Я думаю, какая была я нелюбопытная. Я настолько сама была поглощена тем, что его уже нет, что меня мнения других не интересовали.
Все-таки неожиданно он умер. Старый был, но не такой старик. Никто не об этом говорил. Ну очень мало времени прошло, несколько дней. О болезни сообщили 4-го, а о смерти 6-го, поэтому это было абсолютно неожиданно.

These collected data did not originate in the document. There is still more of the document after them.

PR #358, opened 2019-08-12
Qt - Prepend APPDIR for absolute paths for AppImage builds

munix9:
Added cmake option ENABLE_APPIMAGE and compiler definition APPIMAGE
Prepend APPDIR env var for absolute paths for AppImage builds,
see https://docs.appimage.org/packaging-guide/environment-variables.html

### DIFF
--- a/CMakeLists.txt
+++ b/CMakeLists.txt
@@ -21,17 +21,18 @@ set(DISPLAY_NAME "Celestia")
 #
 #
 #
-option(ENABLE_CELX    "Enable celx scripting, requires Lua library? (Default: on)" ON)
-option(ENABLE_SPICE   "Use spice library? (Default: off)" OFF)
-option(ENABLE_NLS     "Enable interface translation? (Default: on)" ON)
-option(ENABLE_GLUT    "Build simple Glut frontend? (Default: on)" OFF)
-option(ENABLE_GTK     "Build GTK2 frontend (Unix only)? (Default: off)" OFF)
-option(ENABLE_QT      "Build Qt frontend? (Default: on)" ON)
-option(ENABLE_WIN     "Build Windows native frontend? (Default: on)" ON)
-option(ENABLE_THEORA  "Support video capture to OGG Theora? (Default: on)" ON)
-option(ENABLE_TOOLS   "Build different tools? (Default: off)" OFF)
-option(NATIVE_OSX_APP "Support native OSX paths read data from (Default: off)" OFF)
-option(FAST_MATH      "Build with unsafe fast-math compiller option (Default: off)" OFF)
+option(ENABLE_CELX     "Enable celx scripting, requires Lua library? (Default: on)" ON)
+option(ENABLE_SPICE    "Use spice library? (Default: off)" OFF)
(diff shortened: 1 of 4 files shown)


CMakeLists.txt
```diff
@@ -120,6 +122,10 @@ if(_UNIX)
   find_package(PkgConfig)
 endif()
 
+if(_UNIX AND ENABLE_APPIMAGE)
```
375gnu: On the line 69 you set ENABLE_APPIMAGE to OFF on non Unix-platforms

src/celestia/qt/qtappwin.cpp
```diff
@@ -208,6 +208,12 @@ void CelestiaAppWindow::init(const QString& qConfigFileName,
         QString dataDir = QApplication::applicationDirPath() + "/../Resources";
 #else
         QString dataDir = CONFIG_DATA_DIR;
+#ifdef APPIMAGE
+        QString appimageDir = QString::fromLocal8Bit(::getenv("APPDIR"));
```
375gnu: just a remark: in qt it's preferred to use qgetenv because on some platforms (i suppose latest windows) getenv isn't available. No need to change it here, as this code is Unix-only

src/celestia/qt/qtappwin.cpp
```diff
@@ -208,6 +208,12 @@ void CelestiaAppWindow::init(const QString& qConfigFileName,
...
+        if (!appimageDir.isEmpty()) {
```
375gnu: please move `{` to a new line

src/celestia/qt/qtmain.cpp
```diff
@@ -76,6 +76,12 @@ int main(int argc, char *argv[])
     QString splashDir = QApplication::applicationDirPath() + "/../Resources/splash/";
 #else
     QString splashDir = SPLASH_DIR;
+#ifdef APPIMAGE
+    QString appimageDir = QString::fromLocal8Bit(::getenv("APPDIR"));
+    if (!appimageDir.isEmpty()) {
```
375gnu: please move { to a new line

src/celestia/qt/qtmain.cpp
```diff
@@ -92,6 +98,11 @@ int main(int argc, char *argv[])
     QString localeDir = QApplication::applicationDirPath() + "/../Resources/locale";
 #else
     QString localeDir = LOCALEDIR;
+#ifdef APPIMAGE
+    if (!appimageDir.isEmpty()) {
```
375gnu: please move { to a new line

munix9:
Thank you for your comments.
I don't like my solution very much.
It would be better to define the query for getenv("APPDIR") centrally for Qt (then more likely qgetenv("APPDIR")) and for GTK - or even for the whole application - and then place the result in the appropriate places in the code.
But someone with more experience in C/C++ than me would have to do that.

375gnu:
I have some plans to implement a new base application class moving all common routines used in different frontends there. But for now I can add some code lines to celestia/helper.cpp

Кстати, мама, которая говорила: «Боюсь, что будет хуже, еще хуже», она уже весной поняла, что начало что-то меняться. Она говорила: «Ты посмотри. О нем по радио практически не говорят и в газетах практически ничего не пишут». И она уже почуяла перемены. Перемены не в жизни, но в отношении к Сталину. Но я не думаю, что люди думали: «Ой, что будет со страной». Но в семье перемены были — папа вернулся где-то через год, и его сразу взяли преподавать.
В нашей семье в первые дни после смерти Сталина много думали о политических делах. Конечно, нашу семью очень затрагивал антисемитизм, который в стране начался с дел «космополитов». У мамы были какие-то журналисты-друзья, которые стали «космополитами». И вот поэтому она думала, что будет еще хуже. А от дела врачей ждали только погромов. И поэтому, когда врачей выпустили, об этом очень много говорили. Во всяком случае, наверное, в еврейских семьях.

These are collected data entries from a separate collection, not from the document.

PR #361, opened 2019-08-15
C++17-like filesystem API + small fixes

375gnu:
This library will be used as a fallback if std::experimental::filesystem is not available.

PR #363, opened 2019-08-16
use const char * on debug print

eyvallah:


src/celengine/category.cpp
```diff
@@ -99,13 +99,13 @@ void UserCategory::cleanup()
     while(!m_objlist.empty())
     {
         auto it = m_objlist.begin();
-        DPRINTF(1, "Removing object: %s\n", it->getName());
+        DPRINTF(1, "Removing object: %s\n", it->getName().c_str());
```
375gnu: this is not required because #361 reimplemented DPRINTF using fmtlib, so now it's valid to use %s with std::string

src/celengine/category.cpp
```diff
@@ -99,13 +99,13 @@ void UserCategory::cleanup()
...
         removeObject(*it);
     }
     while(!m_catlist.empty())
     {
         auto it = m_catlist.begin();
-        DPRINTF(1, "Removing category: %s\n", (*it)->name());
+        DPRINTF(1, "Removing category: %s\n", (*it)->name().c_str());
```
375gnu: The same as above

Issue #106, opened 2018-11-12
Draw orbits lines: complete/fading


pirogronian:
We were asked for implement orbits display modes: complete vs fading.
As I can see, there are only fading for now.
Should it be part of oncoming 1.7 release?

375gnu:
core & qt are finished, native win and gtk are in progress

PR #365, opened 2019-08-16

Все-таки мама, конечно, про такое, про ГУЛАГ не знала. Никто не знал. И я думаю, до [доклада] Хрущева [«О культе личности и его последствиях»] мама знала, какие были репрессии, как много людей сажали, но чтобы такое количество… Откуда она могла это знать. Она могла предполагать, потому что того посадили, сего посадили, кого-то еще. Но, конечно, общих масштабов никто не знал. Если б не Хрущев, никто бы не знал об этом. Среди окружения, среди знакомых очень многие знали, что люди сидели. И после смерти Сталина их не сразу стали отпускать, но кого-то все же до [доклада] Хрущева отпустили. И в общем стало понятно, что времена меняются. Очень даже стало понятно, довольно быстро после смерти Сталина. Я помню, мы поехали на дачу, на даче огород, и мама там говорит: «Слушай, мне вот кажется все меняется».
В 56-м году, когда Хрущев выступил, началось что-то действительно новое. Мы читали доклад [Хрущева] на собраниях, Толе [Анатолию Найману] поручили на студенческом собрании вслух прочитать доклад. Это был 56-й год. Жизнь уже не станет прежней.